Worst-Case Scenario: The worst-case scenario involves a simultaneous disappointment in AI-driven order growth and a tightening financial environment. If quarterly revenue growth decelerates below 10% while gross margins contract, the narrative of hyper-growth would collapse. This could trigger analyst downgrades and a rapid de-rating from the current forward P/E of 47.64x toward its historical average near 25x-30x, compounded by a broad market sell-off amplified by the stock's high beta. A realistic downside could see the stock re-test support levels around $250 (a -36% decline from $389.57) or, in a severe crisis, fall toward the $180-$200 range (a -50% to -54% decline), aligning with previous volatility troughs seen in the 180-day price data.

FAQ

The key risks are, in order of severity: 1) Valuation Risk: The extreme P/E multiples make the stock highly vulnerable to compression if growth disappoints or interest rates rise. 2) Financial Risk: Persistent negative free cash flow (-$103.6M TTM) indicates dependence on external financing. 3) Operational Risk: High earnings volatility (swinging from a $226M profit to a -$95.6M loss) and low returns on capital (ROE 0.61%) suggest underlying instability. 4) Market Risk: A beta of 2.054 means the stock will fall more than twice as much as the market in a downturn, and it is highly correlated to the volatile AI investment theme.

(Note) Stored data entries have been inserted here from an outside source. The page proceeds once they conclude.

PR #74, opened 2021-07-29
[DM-31201] Clean shutdown and other fixes

rra:
- Add proper shutdown support for monkeys using a queue to coordinate
- Refactor the business classes more to reuse more code and better document overrides
- Make shutting down the lab between notebook executions optional
- Use max_interations for NotebookRunner as well, instead of its own config variable
- Lift more infrastructure into the base business class
- Reauthenticate to the lab before deleting a session
- Poll the hub URL instead of the pending spawn URL to see if the lab is up since the latter sometimes 503s
- Make the default JupyterPythonLoop code produce cleaner logs
- Fix desynchronization of the web socket that caused the results of code execution to be lost
- Remove the periodic hub reauth code (should now be unnecessary)
- Wait for the lab to shut down after deletion
- Be more precise when checking if the lab is running

### DIFF
--- a/src/mobu/business/base.py
+++ b/src/mobu/business/base.py
@@ -36,7 +36,8 @@ class Business:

Our 12-month forecast outlines three scenarios. The base case (50% probability) sees the stock trading between $320 and $400 as it digests its massive gains and earnings grow into the valuation. The bull case (25% probability) targets $440 to $500 on stronger-than-expected AI demand and multiple expansion. The bear case (25% probability) warns of a correction to $200-$280 if growth stalls or macro conditions worsen. The base case is most likely, implying a potential slight decline or modest gain from the current $389.57, with high volatility throughout the period.

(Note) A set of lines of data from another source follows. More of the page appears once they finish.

PR #81, opened 2021-08-18
[DM-31406] Prepare mobu for running the tutorial notebook

rra:
- Add support for setting the working directory when running a notebook
- Add support for getting the node on which a notebook is running and reporting it in alerts
- Catch and translate the poor aiohttp exception from a closed WebSocket
- Improve the way we determine what notebooks to run
- Report the cell of the notebook that was being executed when an alert fires
- Simplify the timing data that's gathered and reported
- Add divider after unknown exception reports to make them easier to read

### DIFF
--- a/src/mobu/business/notebookrunner.py
+++ b/src/mobu/business/notebookrunner.py
@@ -98,14 +98,12 @@ class NotebookRunner(JupyterPythonLoop):
         for count in range(self.config.max_executions):
             self.next_notebook()
             assert self.notebook
-            self.logger.info(f"Starting notebook: {self.notebook.name}")
-            cells = self.read_notebook(self.notebook)
 
             iteration = f"{count + 1}/{self.config.max_executions}"
             msg = f"Notebook {self.notebook.name} iteration {iteration}"
             self.logger.info(msg)
 
-            for cell in cells:
+            for cell in self.read_notebook(self.notebook):
                 self.running_code = "".join(cell["source"])
                 await self.execute_cell(session, self.running_code)
                 self.running_code = None
--- a/src/mobu/business/notebookrunner.py
+++ b/src/mobu/business/notebookrunner.py
@@ -62,6 +62,12 @@ class NotebookRunner(JupyterPythonLoop):
             self._repo = git.Repo.clone_from(url, path, branch=branch)
 
     async def execute_code(self, session: JupyterLabSession) -> None:
+        if self.config.working_directory:
+            code = f'import os; os.chdir("{self.config.working_directory}")'
+            with self.timings.start("execute_setup", {"code": code}) as sw:
+                reply = await self._client.run_python(session, code)
+                sw.annotation["result"] = reply
+
         for count in range(self.config.max_executions):
             self._next_notebook()
             assert self.notebook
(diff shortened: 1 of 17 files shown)


rra:
Now tested on data.lsst.cloud and the tutorial notebook runs successfully.

src/mobu/business/notebookrunner.py
```diff
@@ -61,73 +60,94 @@ def clone_repo(self) -> None:
...
+    def read_notebook(self, notebook: Path) -> List[Dict[str, Any]]:
+        with self.timings.start("read_notebook", {"notebook": notebook.name}):
+            try:
+                notebook_text = notebook.read_text()
+                cells = json.loads(notebook_text)["cells"]
+            except Exception as e:
+                msg = f"Invalid notebook {notebook.name}: {str(e)}"
+                raise NotebookRepositoryError(msg)
+
+        # Add cell numbers to all the cells, which we'll use to name timing
```
athornton, line 91: I love this.

src/mobu/business/notebookrunner.py
```diff
@@ -61,73 +60,94 @@ def clone_repo(self) -> None:
...
+        with self.timings.start("find_notebooks"):
+            notebooks = [
+                p
+                for p in Path(self._repo_dir.name).iterdir()
+                if p.suffix == ".ipynb"
+            ]
+            if not notebooks:
+                msg = "No notebooks found in {self._repo_dir.name}"
+                raise NotebookRepositoryError(msg)
+            SystemRandom().shuffle(notebooks)
```
athornton, line 73: I think we might want to make the shuffle configurable.  I can imagine some sort of use-case where we wanted to ensure the order in which we were running things.

src/mobu/monkey.py
```diff
@@ -113,13 +113,16 @@ async def _runner(self) -> None:
                 if self.state == MonkeyState.RUNNING:
                     self.state = MonkeyState.ERROR
             if run:
+                self.log.warning("Restarting failed monkey after 60s")
```
athornton, line 116: should 60 be a parameter?

tests/business/notebookrunner_test.py
```diff
@@ -0,0 +1,216 @@
...
+
+    # Wait until we've finished at least one loop and check the results.
+    data = await wait_for_business(client, "testuser1")
+    assert data == {
+        "name": "testuser1",
+        "business": {
+            "failure_count": 0,
+            "name": "NotebookRunner",
+            "notebook": "test-notebook.ipynb",
+            "success_count": 1,
```
athornton, line 72: If this is correct, then the comment on line 64 (and 140) should lose "at least," I think.

athornton (approved):
Minor comments, but overall looks great.

src/mobu/business/notebookrunner.py
rra: I agree, but I think I'll defer that until we have a use case, since I suspect it will need something more complicated than turning off shuffling (providing a list of notebooks to run in order, for instance).

src/mobu/monkey.py
rra: Meh, we haven't needed to tune it yet. We can add a parameter pretty easily when we run into a case where we want to change it.

tests/business/notebookrunner_test.py
rra: Good call, fixed.

PR #1033, opened 2022-04-02
rollback changes using new spell list builder

ThyWoof:
@PhilPJL : for some reason the SetAtSpellLevel is screwing up the spell offering (i.e.: getting sleep as cantrip). Rolled back the changes and ensured all 4 subs are working. I reviewed all other classes and only Warlock and Witch main spell list use SetAtSpellLevel. They work fine as they have a non empty cantrip list.


PhilPJL (commented):
I would prefer to fix it properly

PR #1036, opened 2022-04-02
Beta tidy & fix spell list builder

PhilPJL:


ThyWoof:
image
this is incorrect. when used on subs the spell list builder is offering level 1 spells as cantrips [sleep]

ThyWoof (approved):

COHR is significantly overvalued based on current earnings, with a trailing P/E of 279.75x. It is richly valued even on forward expectations, with a forward P/E of 47.64x. This premium is justified only if the company can deliver several years of hyper-growth in earnings. Compared to its own historical P/E of around 48.81x (Dec 2025), the current multiple is extreme. The valuation implies the market expects a dramatic and sustained acceleration in profitability from its AI-related businesses, leaving no room for error.

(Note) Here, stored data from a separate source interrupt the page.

PR #1041, opened 2022-04-02
add Bolgrif race

ThyWoof:


SolastaCommunityExpansion/Models/RacesContext.cs
```diff
@@ -8,16 +8,120 @@ namespace SolastaCommunityExpansion.Models
...
             //
+            _ = BolgrifRace;
             _ = GnomeRace;
         }
 
+        internal static CharacterRaceDefinition BuildBolgrif()
+        {
+            var bolgrifSpriteReference = Utils.CustomIcons.CreateAssetReferenceSprite("Bolgrif", Properties.Resources.Bolgrif, 1024, 512);
+
+            var bolgrifAbilityScoreModifier1 = FeatureDefinitionAttributeModifierBuilder
```
PhilPJL, line 28: There's no requirement to use specific guids. You can use DefinitionBuilder.CeNamespaceGuid for everything if you want.

ThyWoof: Used them to match extra content guids

PhilPJL (changes requested):
Can you add the blueprints as well?

PhilPJL (approved):

PR #1073, opened 2022-04-08
Guid refactor

ThyWoof:
@PhilPJL : I refactored the GUID string definition on settings. Getting an error with SpellDefinitionBuilder. Sharing this before you start refactoring same. Can you take a look on this error?


PhilPJL (changes requested):
This is the first time those specific Create/Constructors have been used,
like  `XXXDefinitionBuilder.Create("<name>"); XXXDefinitionBuilder.Create(original, "<name>");`

Using Create like that prepends -CE- to the name _and_ auto creates a `GuiPresentation`.
If you're setting a `GuiPresentation `anyway then you can optionally do `XXXDefinitionBuilder.Create("<name>", false);` to avoid creating the auto one.

With the code as it is we will get loads of new BPs called -CE-DH-Warlock-xyz. 
If that's what you want we need to delete all existing BPs before the export.

PR #1079, opened 2022-04-09
Standardize monster blueprint names

ThyWoof:
- also removed 6 monsters spell duplicates (and 2 related conditions) and pointed to SRD Spells instead
- fixed blueprints to GuiNoContent following game guidelines
- fixed some additional missing GUI texts in other areas
- will fix non EN translation files later in the weekend


PhilPJL (approved):

DubhHerder:
In #947 I explained how changing the names would break the monster ai, these changes are exactly what I said should be avoided

PR #1081, opened 2022-04-09
Remove monsters

ThyWoof:


PhilPJL (approved):

DubhHerder:
> Done with complains

What complaints? I haven't said anything since I stepped back before today and today I just warned the authors the monsters no longer worked, which they would have told you themselves as soon as they tested the monsters. I just saved people any wasted time. 

If you had listened to the concerns that I shared over the last few months, this whole issue would have been avoided. It would also have been avoided if you had done literally nothing and left the code as is. 

I explained in pr #947  how changing the names would break the AI , and that's exactly what happened in your standarization PR. Instead of listening ye called my accurate predictions silly. I think that doesn't hold up considering the monsters ai is now broken in the way I said it would be broken. 

Instead of removing a feature from a community mod that others want to use because you are annoyed you could just revert the changes to the functional code and let people use the monsters as they want.

PR #1084, opened 2022-04-09
Refactor Circle of Forest Guardian

PhilPJL:
3 guids changed.


ThyWoof (approved):
only guid changes which is ok for backward compatibility

PR #1111, opened 2022-04-15
fix alternate races removal logic

ThyWoof:


ThyWoof:
forcing merge to fix day zero bugs but I need reviewers...

PR #1113, opened 2022-04-15
fix single class Warlock pact magic

ThyWoof:
- using a constant now


ThyWoof:
another fix without reviewers...

PR #1125, opened 2022-04-15
add Bolgrif race

ThyWoof:


ThyWoof (commented):
moving bug fixes without reviewers

PR #1174, opened 2022-04-19
Character action context

ThyWoof:
- Removed 2 useless patches after I debugged all different sequences during combat
- Added CharacterActionContext with some very useful delegates to get a hold on the executing action or changing some magical effects

These might be useful to make Warlock blasts work correctly as we shouldn't use ancestry type DamageForm for the additional effects.

We could setup a current spell state by setting up a delegate on CastSpell and either use the other delegates which I'm still learning where in code they get invocated (names seem pretty good as an initial tip) or the 3 new interfaces that allow us to have more control over the combat sequence.


ThyWoof:
> Even with those 2 fixes mentioned above it still won't load to Main menu - looks like `CharacterActionContext.Load()` is called before `IGameLocationActionService` service is created

Yep, I was still testing that one and need to probably patch after the location is loaded to register them. I removed this for now and will create another request with the idea.

PR #1192, opened 2022-04-22
Spells display fix

Silvergriffon:
I noticed some custom spells missing from the Spells Display. It turns out that there was a "MinimumSpells" dictionary that is no longer fully implemented. Spells were divided between that dictionary and the SuggestedSpells dictionary by the "suggestedStartsAt" variable in RegisterSpell(). But since the MinimumSpells dictionary isn't used for the display anymore those spells were not being listed. I removed the MinimumSpells dictionary and the suggestedStartsAt variable and now all the spells are available. For example, attached is a before and after of the Warlock spell list
WarlockBeforeAndAfter
.

### DIFF
--- a/SolastaCommunityExpansion/Models/SpellsContext.cs
+++ b/SolastaCommunityExpansion/Models/SpellsContext.cs
@@ -14,14 +14,12 @@ namespace SolastaCommunityExpansion.Models
             private List<string> SelectedSpells => Main.Settings.SpellListSpellEnabled[SpellList.Name];
             public SpellListDefinition SpellList { get; private set; }
             public HashSet<SpellDefinition> AllSpells { get; private set; }
-            //public HashSet<SpellDefinition> MinimumSpells { get; private set; }
             public HashSet<SpellDefinition> SuggestedSpells { get; private set; }
 
             public SpellListContext(SpellListDefinition spellListDefinition)
             {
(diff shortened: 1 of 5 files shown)


ThyWoof:
SuggestedStartedAt is required as these spells are default ones on these lists. Without this we break the classes.

the minimumSpell collection is indeed old code that I forgot to remove.

ThyWoof:
I run the mod in debug mode and dump the CE diagnostics to confirm changes like this won’t break other areas in the mod.

Silvergriffon:
I think something is still not right then. I just misunderstood the cause. None of the spells show up in a spell list if they are before the suggestedStartsAt value. 
For example, Eldritch Blast:
RegisterSpell(EldritchBlast, 1, WarlockSpellList);
It doesn't show up in the Spells Display panel in CE under Warlock. It is not selectable on a Warlock in game. It shows up on other spell lists as a selectable option.

Eldritch Orb:
RegisterSpell(EldritchOrb, 1, WitchSpellList, WarlockSpellList);
Likewise, it doesn't show up in the Spells Display panel in CE under Witch and is not selectable for witches in game, but is selectable on other spell lists.

Basically, anything where the author tried to specify a given spell list that should always get the spell is having the opposite effect: it isn't selectable on that spell list at all.

PR #90, opened 2022-04-22
new ethers Signer

drortirosh:
An ethers "Signer" class to use an account-abstraction wallet contract.
- first transaction will automatically creates the wallet contract


forshtat:
Closing in favour of issue AA-26

PR #91, opened 2022-05-30
Small gas optimizations...

rodrigoherrerai:


drortirosh:
Thank you for the suggestion.
Indeed, it is more a PR for the solidity compiler optimizer rather than our project.
However, running our "gas usage" checks (do `yarn ci` and then `git diff`, to see the changes in gas-report-output.txt ), I can see this saves 13 gas on average, and 38 gas on worst-case (new contract deployment).
While we do try to save gas, I don't think that difference is enough.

COHR is a high-risk, high-potential reward stock that is only a good buy for investors with a very high risk tolerance and a strong conviction that AI infrastructure spending will significantly exceed current expectations. At a forward P/E of 47.64x and with negative free cash flow, the stock is priced for perfection. The 373% annual gain suggests much of the near-term opportunity has been captured. For most investors, it is better to wait for a pullback to the lower end of its base-case range ($320-$350) or for concrete evidence of sustained profitability and cash generation before establishing a position.

COHR is unsuitable for short-term trading for all but the most sophisticated investors due to its extreme volatility (beta 2.054) and sensitivity to news flow. For a long-term investment, it carries significant binary risk—it could be a multi-bagger if the AI thesis plays out perfectly, or it could underperform if execution falters. Given the current valuation, a long-term holder must be prepared for a potentially rocky 3-5 year journey. A minimum holding period of 3-5 years is suggested to allow the company's fundamental story to fully unfold, but position sizing must be small due to the high risk profile.